▶ _Exercise details_:
If a line in the data has the string "deprecation", please show it.

▶ _Supplied records_:
PR #378, opened 2023-11-13
Initial checkin to resolve issue 373.

### LINKED ISSUE #373: Ambiguity around array inputs?
If I want to provide an array of max. two strings, how am I supposed to do that?

1) Purely JSON Schema:
```yaml
inputs:
  example:
    schema:
      type: array
      maxItems: 2
      items:
        type: string
```

2) maxOccurs:
```yaml
inputs:
  example:
    maxOccurs: 2
    schema:
      type: string
```

Is it equivalent?

3) And what does the following mean? 
```yaml
inputs:
  example:
    maxOccurs: 2
    schema:
      type: array
      maxItems: 2
      items:
        type: string
```

(Provided in YAML for simplicity)

pvretano:
Closes #373


core/examples/json/ProcessDescription.json
```diff
@@ -151,21 +150,24 @@
...
-          {
-            "type": "string",
-            "contentEncoding": "binary",
-            "contentMediaType": "image/jp2"
-          }
-        ]
+        "type": "array",
+	"minItems": 1,
+	"maxItems": 150,
+        "items": {
```
fmigneault, line 157: Missing the single item (non-array) representation.

core/sections/clause_6a_deprecated.adoc
```diff
@@ -0,0 +1,29 @@
...
+[source,YAML]
+----
+schema:
+  oneOf:
+    - <original-schema>
+    - type: array
+      items: <original-schema>
+      minItems: 1
+      maxItems: N
+----
```
fmigneault, line 27: One issue with this is that it will not be possible to distinguish whether this `schema` represents the previous 1.0 `minOccurs=1`/`maxOccurs=1` (which could be omitted), or the new (2.0?) strategy to represent cardinality.

Issue #373 doesn't seem resolved with this approach alone, but rather made more ambiguous, if one intends to be backward compatible. 

A process description using 2.0 might need to always report `minOccurs=1` and `maxOccurs=1` explicitly to disambiguate.

core/sections/clause_7_core.adoc
```diff
@@ -504,12 +504,151 @@ NOTE: This schema can also be obtained from https://raw.githubusercontent.com/op
...
+.Cardinality rules for process inputs.
+[cols="10,10,60,40",options="header"]
+|===
+|minOccurs |maxOccurs |Interpretation |Example
+|0 |0 |Not Allowed |
+|0 |1 |A single input value *may* be optionally specified. | "input": {value}
+|1 |1 |A single input value *must* be specified. | "input": {value}
+|1 |N |At least 1 input value *must* be specified.  +
+Regardless of the number of input values provided, those values *must* be encoded using an array. | "input": [{value}] OR +
+"input": [{value1},...,{valueN}]
```
fmigneault, line 538: This is not backward compatible (the value cannot be provided directly without array nesting). Is it intentional?
If so, my previous comment about "missing single item (non-array) representation" can be discarded.

core/sections/clause_7_core.adoc
```diff
@@ -504,12 +504,151 @@ NOTE: This schema can also be obtained from https://raw.githubusercontent.com/op
...
+  input:
+    schema:
+      type: array
+      maxItems: 2
+      items:
+        type: string
+----
 
-The name of each input is its identifier as specified by the input's definition in the <<sc_process_description,process description>>.
+In this case the schema on an input value is defined as an array and so will always be encoded as an array in an execute request.
```
fmigneault, line 568: Should cardinality be considered of 1 or 2 here?

If cardinality is 1 (ie: a single input that happens to be a value represented as an array of max 2 items), then how does one differentiate this array from the `imagesInput` example that uses the same representation for cardinality >1.

If cardinality is 2 (ie: 1 or 2 distinct values passed as an array), how should one represent a single "complex" input that is represented as an array allowing at most 2 sub-elements?

core/sections/clause_7_core.adoc
```diff
@@ -504,12 +504,151 @@ NOTE: This schema can also be obtained from https://raw.githubusercontent.com/op
...
+"input": [{value1},...,{valueN}]
+|M |N |All values provided *must* be encoded using an array. |"input": [{value1},...,{valueM}] OR +
+"input": [{value1},...,{valueM},...,{valueN}]
+|===
+
+NOTE: The tokens `{value}`, `{value1}`, `{valueN}` or `{valueM}` represent values of the type expected for the input according to its definition.  This can include array values.
+
+====== Interaction of `minOccurs`/`maxOccurs` and `minItems`/`maxItems`
+
+The `schema` member of the <<process-input-schema,input definition>> in the <<sc_process_description,process description>> defines the schema of a single instance of an input.  If the input happens to be an array then the `minItems` and `maxItems` properties may be used to define the limits of the array.  The use of `minItems` and `maxItems` in the definition of the input does not affect how `minOccurs` and `maxOccurs` are interpreted and the same <<cardinality_rules,cardinality rules>> apply.
```
fmigneault, line 547: This section seems to describe how cardinality is represented currently (1.0).

This doesn't align however with the `schema` using only `minItems` and `maxItems` in the `imagesInput` example to indicate the full cardinality representation, not a single instance of it. 

Doesn't this cause even more ambiguity regarding #373?

fmigneault (commented):
The "Cardinality" chapter seems very appropriate to explain the current 1.0 behavior, but it contradicts with the updated examples that use the planned deprecation of `maxOccurs`.

core/examples/json/ProcessDescription.json
pvretano: I'm updating this PR to undo the deprecation of minOccurs and maxOccurs.

core/sections/clause_6a_deprecated.adoc
pvretano: I am updating this PR to undo the deprecation of minOccurs and maxOccurs.

core/sections/clause_7_core.adoc
pvretano: @fmigneault I'm trying to find out how this is not  backward compatible.  I see Requirement 19 in the current, published, version which seems to say the same thing as lines 536 to 538 ... no?

core/sections/clause_7_core.adoc
pvretano: Yeah, we discussed in the SWG and decided not to deprecate minOccurs and maxOccurs since this action, as you say, causes more ambiguity.  As a result, I am updating this PR to clarify minOccurs and maxOccurs but not to deprecate them.

core/sections/clause_7_core.adoc
fmigneault: It was only problematic to disambiguate between previous (v1) and the original proposition to remove min/max-occurs assuming the default to omit them would not align with explicitly omitting them since they would not be supported. 
Since the decision is to keep them, then this is not an issue anymore.

m-mohr:
Is there a way to translate minOccurs/maxOccurs into a JSON Schema equivalent without them? If there is, it might help to have a note how to translate between them somewhere in the spec.

core/sections/clause_7_core.adoc
pvretano: Done ... I hope! ;)

core/sections/clause_7_core.adoc
pvretano: The images input example has been updated to use minOccurs/maxOccurs.

core/examples/json/ProcessDescription.json
pvretano: The `imagesInput` example now uses minOccurs/maxOccurs.

core/sections/clause_6a_deprecated.adoc
pvretano: clause_6a_deprecated.adoc has been removed.

core/sections/clause_7_core.adoc
pvretano: Closing as per @fmigneault last comment.

PR #379, opened 2023-11-20
fix invalid reference adoc OGC AppPkg schema

fmigneault:
The `ogcapppkg` schema reference seemed to be missing one `../` to find the correct location.


fmigneault:
@pvretano FYI

PR #468, opened 2020-11-16
Fix --dry-run option

RossyWhite:
Currently, the components are installed even with `--dry-run` option.


stefanprodan (approved):
LGTM

Thanks @RossyWhite 🍰

Issue #479, opened 2020-11-19
flux reconcile is performed too soon


chanwit:
According to this code:
https://github.com/fluxcd/flux2/blob/main/cmd/flux/reconcile_source_git.go#L76

when we force reconciliation, the CLI annotates timestamp to objects.
In many of my observation especially when using a local cluster, this process triggers reconciliation too soon (most of the time, it's done before the new commits arrive the remote host).

would it be possible to make sure that flux gets reconciled exactly the commits just pushed to the remote?

PR #484, opened 2020-11-20
Utilize LastHandledReconcileAt for source reconcile commands

hiddeco:
Fix: #479


stefanprodan (approved):
LGTM

Thanks @hiddeco 🍰

Issue #213, opened 2020-09-07
Cover more HelmRelease configuration options


hiddeco:
The `gotk create helmrelease` command currently offers the bare minimum of options [made available by the API](https://github.com/fluxcd/helm-controller/blob/master/docs/api/helmrelease.md).

We would like to extend the available flags to a balanced set that works from a CLI perspective. Given the verbosity of the API, this may mean that some options will be ignored or that there are certain flags that provide "shortcuts" to a configuration set (remediation strategies is one thing that comes to mind here).

Tasks:

- [ ] Discuss / agree on the configuration options that should be covered
- [ ] Discuss / agree on the flags that control the options
- [ ] Implement the flags

juliohm1978:
Just stumbled into this issue, looking for a way to use HelmRepositories from different namespaces.

Currently, the `flux create helmrelease` command assumes every HemRepository resides inside the `flux-system` namespace? In order to group manifests together, I have to first generate a HelmRelease yaml and manually edit the chart namespace reference.

kingdonb:
I ran into this issue last week when I was trying to create a HelmRelease with `spec.timeout` -- the `--timeout` flag does not have any effect, since it is the global timeout, it only determines how long the CLI waits before timing out. There is no way to set `spec.timeout` at create time with `flux create helmrelease`.

There are about half a dozen other timeouts to set in the HelmRelease between install, uninstall, upgrade, test, rollback, ... I think there is a case to be made for maybe not covering them all in the CLI, especially since these structs could change one day. But the most common ones I think should be covered, especially `spec.timeout`, since it is essential for Helm Controller users to set `spec.timeout` if they want to receive error messages when something went wrong, or debug health check failures in a defined amount of time.

PR #491, opened 2020-11-22
Add values-from arg to create helmrelease cmd

stefanprodan:
This PR adds `--values-from` arg to create hr command, example usage:

```sh
# create Kubernetes secret with values
kubectl -n app create secret generic my-secret-values \
  --from-file=values.yaml=/path/to/my-secret-values.yaml

# create a HelmRelease with values from the Kubernetes secret
flux -n app create helmrelease redis \
  --source=HelmRepository/bitnami \
  --chart=redis \
  --values-from=Secret/my-secret-values
```

Ref: #213

### DIFF
--- a/cmd/flux/create_helmrelease.go
+++ b/cmd/flux/create_helmrelease.go
@@ -68,6 +68,14 @@ var createHelmReleaseCmd = &cobra.Command{
     --chart=podinfo \
     --values=./my-values.yaml
 
+  # Create a HelmRelease with values from a Kubernetes secret
+  kubectl -n app create secret generic my-secret-values \
+	--from-file=values.yaml=/path/to/my-secret-values.yaml
+  flux -n app create hr podinfo \
+    --source=HelmRepository/podinfo \
+    --chart=podinfo \
+    --values-from=Secret/my-secret-values
+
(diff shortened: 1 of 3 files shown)


cmd/flux/create_helmrelease.go
```diff
@@ -171,6 +181,13 @@ func createHelmReleaseCmdRun(cmd *cobra.Command, args []string) error {
 		helmRelease.Spec.Values = &apiextensionsv1.JSON{Raw: json}
 	}
 
+	if hrValuesFrom.String() != "" {
```
hiddeco, line 184: I think it would be better if we create a custom type like [`stringSliceValue`](https://github.com/spf13/pflag/blob/master/string_slice.go) that accepts multiple `--valuesFrom` references.

stefanprodan: This could come later, as it will not break the current command if we allow multiple values later on right?

hiddeco: That is absolutely true, just foreseeing that once a user see this is available they expect what I describe to be possible.

hiddeco (approved):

▶ _Answer section_:
The "Cardinality" chapter seems very appropriate to explain the current 1.0 behavior, but it contradicts with the updated examples that use the planned deprecation of `maxOccurs`.
pvretano: I'm updating this PR to undo the deprecation of minOccurs and maxOccurs.
pvretano: I am updating this PR to undo the deprecation of minOccurs and maxOccurs.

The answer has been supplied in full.